Arresto cardiaco: la somministrazione preospedaliera di Epinefrina peggiora la sopravvivenza nel breve periodo
Nell’arresto cardiaco extraospedaliero, la somministrazione pre-ospedaliera di Epinefrina ( anche denominata Adrenalina ) migliora inizialmente l’emodinamica a livello cardiaco, ma riduce la sopravvivenza e gli esiti funzionali nel lungo periodo.
Lo studio è stato realizzato da ricercatori della Kyushu University a Fukuoka, in Giappone.
L'Epinefrina ha rappresentato una pietra miliare della rianimazione cardiaca a partire dal 1960, nonostante che l’evidenza riguardo ai benefici correlati agli esiti sia sempre stata limitata.
Dallo studio è emerso che il ripristino della circolazione prima dell'arrivo in ospedale è stato osservato nel 18.5% dei pazienti a cui è stata somministrata per via endovenosa l’Epinefrina dai paramedici, rispetto al 5.7% di coloro che non avevano ricevuto il farmaco ( P inferiore a 0.001 ).
Tuttavia, la somministrazione preospedaliera di Epinefrina era correlata a una sopravvivenza a 1 mese inferiore del 54% e a una sopravvivenza senza gravi disabilità neurologiche minore del 68%, rispetto al non-trattamento.
Secondo Clifton W Callaway dell’University of Pittsburgh, dopo questi risultati i medici e gli altri professionisti coinvolti nella rianimazione cardiaca dovrebbero valutare con attenzione l’impiego dell’Epinefrina nell’arresto cardiaco, perché il peggioramento degli esiti sembra essere reale e robusto.
Si ritiene che l'Epinefrina aumenti la pressione di perfusione coronarica, diminuendo il flusso di sangue a tutti gli altri organi, causando, pertanto, disfunzione miocardica, problemi di microcircolazione cerebrale e insorgenza di aritmie ventricolari dopo la rianimazione.
Lo studio giapponese ha preso in esame più di 417.000 casi di arresto cardiaco extraospedaliero; il numero di pazienti trattati con Epinefrina prima dell'arrivo in ospedale era di 190 nel 2005, ed è aumentato a 8.124 nel 2008.

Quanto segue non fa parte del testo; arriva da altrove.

PR #457, opened 2025-09-23
Allow batch editing channel logos

EmeraldPi:
@SergeantPanda I've split the previous request.

Here is the changes to the batch editor to allow for logo changes.

Adds a section to the batch editor, allows for "no change", "remove logo" (sets to logo_id to null), and logos in logo manager.


SergeantPanda (commented):
Here is what I propose. Slight change to how default looks (shows the default logo)

EmeraldPi:
Looks good to me 👍

PR #458, opened 2025-09-23
Add option to add a logo by a URL in Channel editor/creator

csmith1210:
This pull request revolves around adding an option to set the logo for a channel by a url directly in the channel editor/creator Channel.jsx form.

My original proposal is to simply add textbox for the url to set the logo above the current dropzone. The logo name will be automatically set to the filename.

A second option would be to have a separate button that then links to the Logo.jsx form to set the logo.

image
image

A third option would be to remove the logo portion entirely and have a separate button to bring up the Logo.jsx form. This would require probably creating a second version of this form that includes the existing logo selector so as to not alter the original form for the Logo Manager.

image

### DIFF
--- a/frontend/src/components/forms/Channel.jsx
+++ b/frontend/src/components/forms/Channel.jsx
@@ -11,6 +11,7 @@ import logo from '../../images/logo.png';
 import { useChannelLogoSelection } from '../../hooks/useSmartLogos';
 import useLogosStore from '../../store/logos';
 import LazyLogo from '../LazyLogo';
+import LogoForm from './Logo';
 import {
   Box,
   Button,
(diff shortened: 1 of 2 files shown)


EmeraldPi:
Personally, I like the first option, having a direct url submission in the Channel form. When modifying a large amount of channels, the easily accessible option is nice. Also I think that when creating a channel, it makes sense to present all of the options needed for a channel in one form (including creating a logo).

SergeantPanda:
Yes just using the logo form would be my preferred method. All of the code is already there.

You need to update your branch though to get the new channel edit form before adding it.

EmeraldPi:
Branch is now updated to Dispatcharr:dev and I pushed the changes to make the channel edit form like the second example above to link to Logo.jsx under the logo selector.

SergeantPanda:
This was just what I was looking for. Thank you!

PR #515, opened 2025-10-04
[Enhancement/Fix] Set logo name from url

EmeraldPi:
Previously, the logo form would automatically set the logo name when a file was uploaded, using the file name without the extension. However, when adding a logo via URL, the user had to manually enter a name.

This update adds automatic naming for URL-based logos:
- When the URL input loses focus, the logo name is set based on the URL.
- If the user changes the URL, the logo name updates accordingly.
- Existing behavior for file uploads remains unchanged.


EmeraldPi:
Looks like the checks are failing because of dockerhub credentials by the way.

SergeantPanda (commented):
Looks perfect. Thank you!

PR #530, opened 2025-10-06
Fix: gestion sûre des valeurs 'rating' non numériques dans xc_get_vod…

Lesthat:
…_streams

### DIFF
--- a/apps/output/views.py
+++ b/apps/output/views.py
@@ -1038,6 +1038,11 @@ def xc_get_vod_categories(user):
 
     return response
 
+def safe_float(value):
+    try:
+        return float(value)
+    except (ValueError, TypeError):
+        return 0.0
 
 def xc_get_vod_streams(request, user, category_id=None):
     """Get VOD streams (movies) for XtreamCodes API"""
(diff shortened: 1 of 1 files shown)


Lesthat:
Pull Request Explanation for Dispatcharr: Safe Conversion of VOD Movie Rating Field
Summary
This pull request fixes an issue where the  /player_api.php?action=get_vod_streams  endpoint returns a 500 Internal Server Error when processing VOD items with non-numeric rating values such as  'n/a' . The failure was caused by an unhandled exception during the conversion of the  movie.rating  field to a floating-point number.
Details
The original code attempted to convert  movie.rating  directly using  float(movie.rating) . However, this raises a  ValueError  when  movie.rating  contains strings that cannot be parsed as floats (e.g.,  'n/a' , empty strings).
Proposed Fix
	•	Introduce a helper function  safe_float(value)  that attempts to convert the input to a float but returns  0.0  if the conversion fails due to a  ValueError  or  TypeError .
	•	Replace the direct conversion with a call to  safe_float(movie.rating)  to ensure robust handling of invalid or missing rating data.
	•	This prevents the exception, allowing the API to respond correctly and maintain service availability.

Dopo l’analisi di propensione, l'Epinefrina ha mantenuto un vantaggio, rispetto al non-trattamento, riguardo al ripristino della circolazione spontanea prima dell'arrivo in ospedale ( 18.3% versus 10.5%; P inferiore a 0.001 ).
L’odds ratio ( OR ) è stato 2.51 volte più alto con l’Epinefrina ( p inferiore a 0.001 ).
I tassi grezzi di sopravvivenza sono stati pari a 5.4% contro il 4.7% senza somministrazione preospedaliera di Epinefrina ( OR=0.46 ).
I tassi corrispondenti all’analisi di propensione sono stati del 5.1% contro il 7% ( OR=0.54; P inferiore a 0.001 ).
La sopravvivenza con una buona o moderata performance cerebrale, determinata alla scala Cerebral Performance Category ( CPC ) [ punteggio 1 o 2 ], è stata dell’1.3% dei pazienti trattati con Epinefrina, contro il 3.1% dei pazienti senza trattamento preospedaliero di Epinefrina in base all’analisi di propensione ( OR=0.21; P inferiore a 0.001 ).
La sopravvivenza con nessuna, lieve o moderata disabilità neurologica, determinata da un punteggio complessivo alla scala Overall Performance Category ( OPC ) di 1 o 2, allo stesso modo, non ha fornito elementi favorevoli all'utilizzo extraospedaliero di Epinefrina.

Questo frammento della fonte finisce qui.